### WHAT IS NEEDED
From the data below, retype exactly the lines starting with the one that contains "leaving in 1.4-JR assuming it is low-risk" and ending with the one that contains "whole word query.", both included.

### LISTED ENTRIES

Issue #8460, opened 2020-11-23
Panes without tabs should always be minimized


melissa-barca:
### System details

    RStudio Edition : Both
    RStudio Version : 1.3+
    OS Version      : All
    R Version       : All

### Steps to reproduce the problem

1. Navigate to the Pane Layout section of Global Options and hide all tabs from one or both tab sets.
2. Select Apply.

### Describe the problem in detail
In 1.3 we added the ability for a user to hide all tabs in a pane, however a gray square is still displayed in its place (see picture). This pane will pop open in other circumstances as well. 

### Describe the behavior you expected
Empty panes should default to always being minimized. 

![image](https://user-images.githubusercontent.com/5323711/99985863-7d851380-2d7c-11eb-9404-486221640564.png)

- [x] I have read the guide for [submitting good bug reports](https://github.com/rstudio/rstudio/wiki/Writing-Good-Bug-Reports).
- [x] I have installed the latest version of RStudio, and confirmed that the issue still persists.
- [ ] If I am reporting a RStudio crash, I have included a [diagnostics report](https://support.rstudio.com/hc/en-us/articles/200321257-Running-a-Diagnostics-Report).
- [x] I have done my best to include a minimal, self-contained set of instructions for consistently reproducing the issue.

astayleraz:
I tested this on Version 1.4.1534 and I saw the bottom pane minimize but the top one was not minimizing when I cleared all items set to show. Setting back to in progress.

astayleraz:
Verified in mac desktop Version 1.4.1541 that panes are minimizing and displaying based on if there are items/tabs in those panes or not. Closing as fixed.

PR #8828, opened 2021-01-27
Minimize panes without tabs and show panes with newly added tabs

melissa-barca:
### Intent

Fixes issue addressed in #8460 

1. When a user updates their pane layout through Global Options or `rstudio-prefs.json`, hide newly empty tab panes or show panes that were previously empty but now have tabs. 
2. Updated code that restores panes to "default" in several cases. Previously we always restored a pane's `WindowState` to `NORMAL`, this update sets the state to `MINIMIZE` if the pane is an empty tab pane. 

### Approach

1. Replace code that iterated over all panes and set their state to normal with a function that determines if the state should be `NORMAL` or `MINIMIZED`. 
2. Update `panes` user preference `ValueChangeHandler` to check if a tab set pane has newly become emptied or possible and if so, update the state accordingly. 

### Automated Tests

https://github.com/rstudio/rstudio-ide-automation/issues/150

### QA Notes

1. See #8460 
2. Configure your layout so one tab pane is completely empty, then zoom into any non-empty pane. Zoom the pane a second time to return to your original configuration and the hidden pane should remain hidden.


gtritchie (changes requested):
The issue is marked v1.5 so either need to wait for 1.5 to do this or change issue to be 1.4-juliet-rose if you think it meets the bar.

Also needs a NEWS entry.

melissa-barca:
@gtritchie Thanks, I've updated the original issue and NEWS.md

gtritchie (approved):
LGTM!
--
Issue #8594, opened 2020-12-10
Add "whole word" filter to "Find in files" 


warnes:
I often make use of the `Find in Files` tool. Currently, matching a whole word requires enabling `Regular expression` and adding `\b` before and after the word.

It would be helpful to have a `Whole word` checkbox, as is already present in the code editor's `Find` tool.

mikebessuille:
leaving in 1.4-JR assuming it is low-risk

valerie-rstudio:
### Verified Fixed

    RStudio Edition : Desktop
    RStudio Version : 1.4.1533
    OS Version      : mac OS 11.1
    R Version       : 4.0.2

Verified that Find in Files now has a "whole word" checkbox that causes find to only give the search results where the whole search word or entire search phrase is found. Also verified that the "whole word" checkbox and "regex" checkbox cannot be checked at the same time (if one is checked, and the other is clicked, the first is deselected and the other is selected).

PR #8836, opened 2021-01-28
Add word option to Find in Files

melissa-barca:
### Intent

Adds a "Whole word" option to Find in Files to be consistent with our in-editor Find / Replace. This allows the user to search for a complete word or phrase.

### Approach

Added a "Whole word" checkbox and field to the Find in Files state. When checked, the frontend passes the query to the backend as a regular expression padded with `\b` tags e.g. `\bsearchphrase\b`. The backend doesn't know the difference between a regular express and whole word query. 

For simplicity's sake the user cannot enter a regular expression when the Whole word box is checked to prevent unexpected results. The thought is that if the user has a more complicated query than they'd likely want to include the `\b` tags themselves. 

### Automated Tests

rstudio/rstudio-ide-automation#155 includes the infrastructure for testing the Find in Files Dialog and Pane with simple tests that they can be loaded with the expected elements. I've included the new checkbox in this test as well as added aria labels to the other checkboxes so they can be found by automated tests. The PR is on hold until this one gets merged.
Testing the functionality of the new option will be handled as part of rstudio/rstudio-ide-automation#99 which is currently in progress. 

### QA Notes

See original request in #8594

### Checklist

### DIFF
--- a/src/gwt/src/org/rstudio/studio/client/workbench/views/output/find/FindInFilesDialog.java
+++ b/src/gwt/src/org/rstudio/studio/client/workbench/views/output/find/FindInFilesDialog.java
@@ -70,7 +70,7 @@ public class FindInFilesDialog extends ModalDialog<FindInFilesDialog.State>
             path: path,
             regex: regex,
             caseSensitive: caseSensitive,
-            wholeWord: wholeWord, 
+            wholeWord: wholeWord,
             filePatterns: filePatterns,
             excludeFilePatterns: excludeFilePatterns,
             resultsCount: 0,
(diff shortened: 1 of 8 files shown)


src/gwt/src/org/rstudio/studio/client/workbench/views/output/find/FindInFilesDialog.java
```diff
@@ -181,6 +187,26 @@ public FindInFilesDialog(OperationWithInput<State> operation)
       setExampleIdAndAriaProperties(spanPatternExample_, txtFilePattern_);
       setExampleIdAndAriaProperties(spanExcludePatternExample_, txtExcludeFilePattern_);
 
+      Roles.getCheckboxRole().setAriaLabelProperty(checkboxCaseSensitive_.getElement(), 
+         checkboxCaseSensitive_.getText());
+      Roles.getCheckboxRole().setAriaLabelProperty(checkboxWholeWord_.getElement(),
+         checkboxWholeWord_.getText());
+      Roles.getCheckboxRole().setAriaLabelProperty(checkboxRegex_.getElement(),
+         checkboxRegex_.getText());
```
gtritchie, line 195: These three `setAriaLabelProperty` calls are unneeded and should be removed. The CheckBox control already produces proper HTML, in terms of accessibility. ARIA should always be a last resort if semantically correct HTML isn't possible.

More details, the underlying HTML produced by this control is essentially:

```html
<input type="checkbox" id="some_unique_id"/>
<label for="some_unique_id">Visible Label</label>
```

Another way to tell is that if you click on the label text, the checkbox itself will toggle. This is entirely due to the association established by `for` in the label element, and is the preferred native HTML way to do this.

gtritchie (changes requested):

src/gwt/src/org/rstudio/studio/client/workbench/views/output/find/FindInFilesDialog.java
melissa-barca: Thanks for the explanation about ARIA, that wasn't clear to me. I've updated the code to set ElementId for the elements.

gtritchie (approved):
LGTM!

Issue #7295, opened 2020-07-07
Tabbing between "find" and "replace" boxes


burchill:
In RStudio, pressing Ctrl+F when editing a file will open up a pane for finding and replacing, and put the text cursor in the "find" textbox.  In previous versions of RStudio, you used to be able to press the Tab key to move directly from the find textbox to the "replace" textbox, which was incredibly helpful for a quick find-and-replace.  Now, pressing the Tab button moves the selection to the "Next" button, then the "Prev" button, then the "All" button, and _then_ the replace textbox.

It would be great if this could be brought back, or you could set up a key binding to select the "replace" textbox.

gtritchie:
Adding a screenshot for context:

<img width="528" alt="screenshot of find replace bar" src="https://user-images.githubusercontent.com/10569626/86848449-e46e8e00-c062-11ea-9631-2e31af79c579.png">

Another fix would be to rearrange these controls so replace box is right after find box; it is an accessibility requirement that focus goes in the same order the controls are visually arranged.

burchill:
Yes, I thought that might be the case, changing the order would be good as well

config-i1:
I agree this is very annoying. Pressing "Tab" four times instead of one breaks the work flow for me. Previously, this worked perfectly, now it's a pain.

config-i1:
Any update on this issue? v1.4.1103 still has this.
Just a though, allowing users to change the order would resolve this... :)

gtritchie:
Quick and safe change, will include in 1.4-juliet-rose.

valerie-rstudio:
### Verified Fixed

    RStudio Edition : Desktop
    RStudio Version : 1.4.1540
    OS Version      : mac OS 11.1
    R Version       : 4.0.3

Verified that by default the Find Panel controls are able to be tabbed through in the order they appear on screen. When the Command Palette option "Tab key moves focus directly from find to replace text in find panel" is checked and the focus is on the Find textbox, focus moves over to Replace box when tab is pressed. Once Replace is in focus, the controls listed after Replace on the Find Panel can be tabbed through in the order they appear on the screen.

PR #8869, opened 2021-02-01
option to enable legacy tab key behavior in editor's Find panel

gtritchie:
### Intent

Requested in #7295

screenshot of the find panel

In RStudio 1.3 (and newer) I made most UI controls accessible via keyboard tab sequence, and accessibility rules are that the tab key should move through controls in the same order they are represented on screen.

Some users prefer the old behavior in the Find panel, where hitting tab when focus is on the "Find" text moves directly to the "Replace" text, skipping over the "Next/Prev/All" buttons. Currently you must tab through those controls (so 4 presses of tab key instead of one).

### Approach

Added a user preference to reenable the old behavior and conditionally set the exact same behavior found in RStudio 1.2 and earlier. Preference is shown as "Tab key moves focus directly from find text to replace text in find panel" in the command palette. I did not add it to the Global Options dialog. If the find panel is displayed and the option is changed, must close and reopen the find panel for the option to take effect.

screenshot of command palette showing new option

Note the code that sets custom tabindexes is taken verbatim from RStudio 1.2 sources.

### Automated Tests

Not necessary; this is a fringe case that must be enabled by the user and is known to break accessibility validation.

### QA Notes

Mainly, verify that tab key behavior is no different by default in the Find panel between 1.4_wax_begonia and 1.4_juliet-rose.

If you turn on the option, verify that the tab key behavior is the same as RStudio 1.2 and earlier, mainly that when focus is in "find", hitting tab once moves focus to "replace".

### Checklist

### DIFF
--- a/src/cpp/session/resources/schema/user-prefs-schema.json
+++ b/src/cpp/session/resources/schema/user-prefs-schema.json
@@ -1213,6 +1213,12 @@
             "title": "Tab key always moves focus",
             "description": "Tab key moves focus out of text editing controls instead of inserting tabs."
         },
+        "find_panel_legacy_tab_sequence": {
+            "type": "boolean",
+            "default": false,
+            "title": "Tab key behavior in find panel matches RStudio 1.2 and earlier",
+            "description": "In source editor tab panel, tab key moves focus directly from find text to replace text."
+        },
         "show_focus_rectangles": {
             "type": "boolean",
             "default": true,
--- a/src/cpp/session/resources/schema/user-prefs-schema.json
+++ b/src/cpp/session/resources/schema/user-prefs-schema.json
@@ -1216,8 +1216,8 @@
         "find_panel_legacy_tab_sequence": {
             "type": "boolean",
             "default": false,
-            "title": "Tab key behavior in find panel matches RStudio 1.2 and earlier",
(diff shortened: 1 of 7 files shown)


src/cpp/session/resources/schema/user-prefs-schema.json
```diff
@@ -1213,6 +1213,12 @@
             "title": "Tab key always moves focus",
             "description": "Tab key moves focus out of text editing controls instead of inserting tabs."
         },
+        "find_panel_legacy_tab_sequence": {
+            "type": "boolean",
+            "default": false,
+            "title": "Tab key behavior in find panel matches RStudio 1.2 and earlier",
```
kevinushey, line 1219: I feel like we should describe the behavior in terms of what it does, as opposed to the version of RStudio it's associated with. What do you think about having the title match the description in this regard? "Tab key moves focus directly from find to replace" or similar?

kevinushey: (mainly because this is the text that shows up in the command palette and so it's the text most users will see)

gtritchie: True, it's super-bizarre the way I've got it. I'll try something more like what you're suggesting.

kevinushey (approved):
...
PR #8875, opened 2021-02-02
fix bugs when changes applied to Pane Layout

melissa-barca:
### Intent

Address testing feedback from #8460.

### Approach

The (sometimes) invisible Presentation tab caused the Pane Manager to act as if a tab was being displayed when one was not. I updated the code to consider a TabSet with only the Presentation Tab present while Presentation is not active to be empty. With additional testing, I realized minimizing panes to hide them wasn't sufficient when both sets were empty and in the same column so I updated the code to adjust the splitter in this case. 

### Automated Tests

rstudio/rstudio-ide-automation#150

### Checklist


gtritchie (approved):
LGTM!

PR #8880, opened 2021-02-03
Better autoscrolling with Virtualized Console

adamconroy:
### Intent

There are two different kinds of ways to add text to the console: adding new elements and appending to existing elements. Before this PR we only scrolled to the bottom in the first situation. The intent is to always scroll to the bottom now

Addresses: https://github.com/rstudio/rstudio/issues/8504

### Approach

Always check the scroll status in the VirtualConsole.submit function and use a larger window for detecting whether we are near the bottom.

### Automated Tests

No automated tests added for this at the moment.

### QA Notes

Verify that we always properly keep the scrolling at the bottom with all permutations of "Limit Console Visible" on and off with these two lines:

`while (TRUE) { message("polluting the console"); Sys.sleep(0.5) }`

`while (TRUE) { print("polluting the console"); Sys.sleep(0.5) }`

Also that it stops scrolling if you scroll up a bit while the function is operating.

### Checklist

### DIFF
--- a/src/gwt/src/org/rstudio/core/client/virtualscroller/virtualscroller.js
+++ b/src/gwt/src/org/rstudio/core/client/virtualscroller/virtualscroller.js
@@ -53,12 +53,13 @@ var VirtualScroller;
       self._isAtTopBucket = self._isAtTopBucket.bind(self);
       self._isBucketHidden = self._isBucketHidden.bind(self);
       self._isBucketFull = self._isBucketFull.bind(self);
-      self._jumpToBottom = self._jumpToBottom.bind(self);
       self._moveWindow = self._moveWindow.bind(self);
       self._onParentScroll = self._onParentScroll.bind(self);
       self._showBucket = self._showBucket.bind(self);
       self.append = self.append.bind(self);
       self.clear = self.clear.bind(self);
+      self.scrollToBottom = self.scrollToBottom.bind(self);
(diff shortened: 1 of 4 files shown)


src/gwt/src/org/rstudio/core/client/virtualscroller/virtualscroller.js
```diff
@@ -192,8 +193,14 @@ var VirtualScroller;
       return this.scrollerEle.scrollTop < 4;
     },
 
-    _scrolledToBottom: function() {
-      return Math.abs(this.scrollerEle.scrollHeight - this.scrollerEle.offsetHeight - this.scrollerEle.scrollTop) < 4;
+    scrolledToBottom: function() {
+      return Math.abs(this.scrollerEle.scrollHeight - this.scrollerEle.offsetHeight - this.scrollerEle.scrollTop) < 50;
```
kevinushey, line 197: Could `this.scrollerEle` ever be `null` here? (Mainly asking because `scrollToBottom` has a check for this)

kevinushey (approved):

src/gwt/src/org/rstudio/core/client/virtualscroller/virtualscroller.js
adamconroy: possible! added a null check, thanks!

### FINAL ANSWER
leaving in 1.4-JR assuming it is low-risk

valerie-rstudio:
### Verified Fixed

    RStudio Edition : Desktop
    RStudio Version : 1.4.1533
    OS Version      : mac OS 11.1
    R Version       : 4.0.2

Verified that Find in Files now has a "whole word" checkbox that causes find to only give the search results where the whole search word or entire search phrase is found. Also verified that the "whole word" checkbox and "regex" checkbox cannot be checked at the same time (if one is checked, and the other is clicked, the first is deselected and the other is selected).

PR #8836, opened 2021-01-28
Add word option to Find in Files

melissa-barca:
### Intent

Adds a "Whole word" option to Find in Files to be consistent with our in-editor Find / Replace. This allows the user to search for a complete word or phrase.

### Approach

Added a "Whole word" checkbox and field to the Find in Files state. When checked, the frontend passes the query to the backend as a regular expression padded with `\b` tags e.g. `\bsearchphrase\b`. The backend doesn't know the difference between a regular express and whole word query. 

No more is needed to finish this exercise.